PR #250, opened 2018-10-18
Keeping PreparedStatements in a WeakHashMap until GCed

eyalkoren:


felixbarny:
How big is the resulting jar now? Is it possible to only take the parts we need from guava?

felixbarny:
Could we for example use [excludes](https://maven.apache.org/plugins/maven-shade-plugin/examples/includes-excludes.html) to exclude parts of guava which are not interesting for us, like `com/google/common/{primitives,escape,graph,eventbus,math,cache,html,io,net,xml}`

apm-agent-plugins/apm-jdbc-plugin/src/main/java/co/elastic/apm/jdbc/PreparedStatementInstrumentation.java
```diff
@@ -62,7 +62,7 @@
     @Advice.OnMethodEnter
     public static Span onBeforeExecute(@Advice.This PreparedStatement statement) throws SQLException {
         if (tracer != null && jdbcHelper != null) {
-            final String sql = ConnectionInstrumentation.getSqlForStatement(statement);
+            final @Nullable String sql = ConnectionInstrumentation.getSqlForStatement(statement);
```
felixbarny: I think the `@Nullable` here is not necessary

eyalkoren: It's not, but I thought it is a good hint/directive for anyone looking at this code

eyalkoren:
> Weak references come with a cost so it might make sense to remove the entries when Statement#close has been called instead of relying on the GC to clear them.

The cost of weak references is proportional **to the amount of such created**, so I don't believe there is a benefit in maintaining a lower number of them in average. In addition, as I wrote in the task- there is a big cost of actively removing each reference from the map, as this is a write operation on a concurrent map. Relatively, the bulk removal of stale entries done by the map itself seems a lot cheaper.
Since this is also the simpler solution (less instrumentation, less logic), I would opt to this way.

eyalkoren:
> Could we for example use excludes to exclude parts of guava which are not interesting for us, like com/google/common/{primitives,escape,graph,eventbus,math,cache,html,io,net,xml}?

I am pretty sure we can do that. Do we do that with other dependencies (depend on parts of a project/module)? It may probably be more vulnerable to version upgrades, but it's not a big deal

eyalkoren:
> How big is the resulting jar now? Is it possible to only take the parts we need from guava?

Agent jar increased from 4.9MB to 8MB- quite a big difference...

eyalkoren:
Currently only shaded the 'checkframework' stuff.
Started to look into minimizing the jar size. Specifically, the `<minimizeJar>` of the `maven-shade-plugin` looks like an interesting option, but this seems unrelated to this PR.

● **Brief**
The listing is to be given again exactly, line for line.

● **Your response**
PR #250, opened 2018-10-18
Keeping PreparedStatements in a WeakHashMap until GCed

eyalkoren:


felixbarny:
How big is the resulting jar now? Is it possible to only take the parts we need from guava?

felixbarny:
Could we for example use [excludes](https://maven.apache.org/plugins/maven-shade-plugin/examples/includes-excludes.html) to exclude parts of guava which are not interesting for us, like `com/google/common/{primitives,escape,graph,eventbus,math,cache,html,io,net,xml}`

apm-agent-plugins/apm-jdbc-plugin/src/main/java/co/elastic/apm/jdbc/PreparedStatementInstrumentation.java
```diff
@@ -62,7 +62,7 @@
     @Advice.OnMethodEnter
     public static Span onBeforeExecute(@Advice.This PreparedStatement statement) throws SQLException {
         if (tracer != null && jdbcHelper != null) {
-            final String sql = ConnectionInstrumentation.getSqlForStatement(statement);
+            final @Nullable String sql = ConnectionInstrumentation.getSqlForStatement(statement);
```
felixbarny: I think the `@Nullable` here is not necessary

eyalkoren: It's not, but I thought it is a good hint/directive for anyone looking at this code

eyalkoren:
> Weak references come with a cost so it might make sense to remove the entries when Statement#close has been called instead of relying on the GC to clear them.

The cost of weak references is proportional **to the amount of such created**, so I don't believe there is a benefit in maintaining a lower number of them in average. In addition, as I wrote in the task- there is a big cost of actively removing each reference from the map, as this is a write operation on a concurrent map. Relatively, the bulk removal of stale entries done by the map itself seems a lot cheaper.
Since this is also the simpler solution (less instrumentation, less logic), I would opt to this way.

eyalkoren:
> Could we for example use excludes to exclude parts of guava which are not interesting for us, like com/google/common/{primitives,escape,graph,eventbus,math,cache,html,io,net,xml}?

I am pretty sure we can do that. Do we do that with other dependencies (depend on parts of a project/module)? It may probably be more vulnerable to version upgrades, but it's not a big deal

eyalkoren:
> How big is the resulting jar now? Is it possible to only take the parts we need from guava?

Agent jar increased from 4.9MB to 8MB- quite a big difference...

eyalkoren:
Currently only shaded the 'checkframework' stuff.
Started to look into minimizing the jar size. Specifically, the `<minimizeJar>` of the `maven-shade-plugin` looks like an interesting option, but this seems unrelated to this PR.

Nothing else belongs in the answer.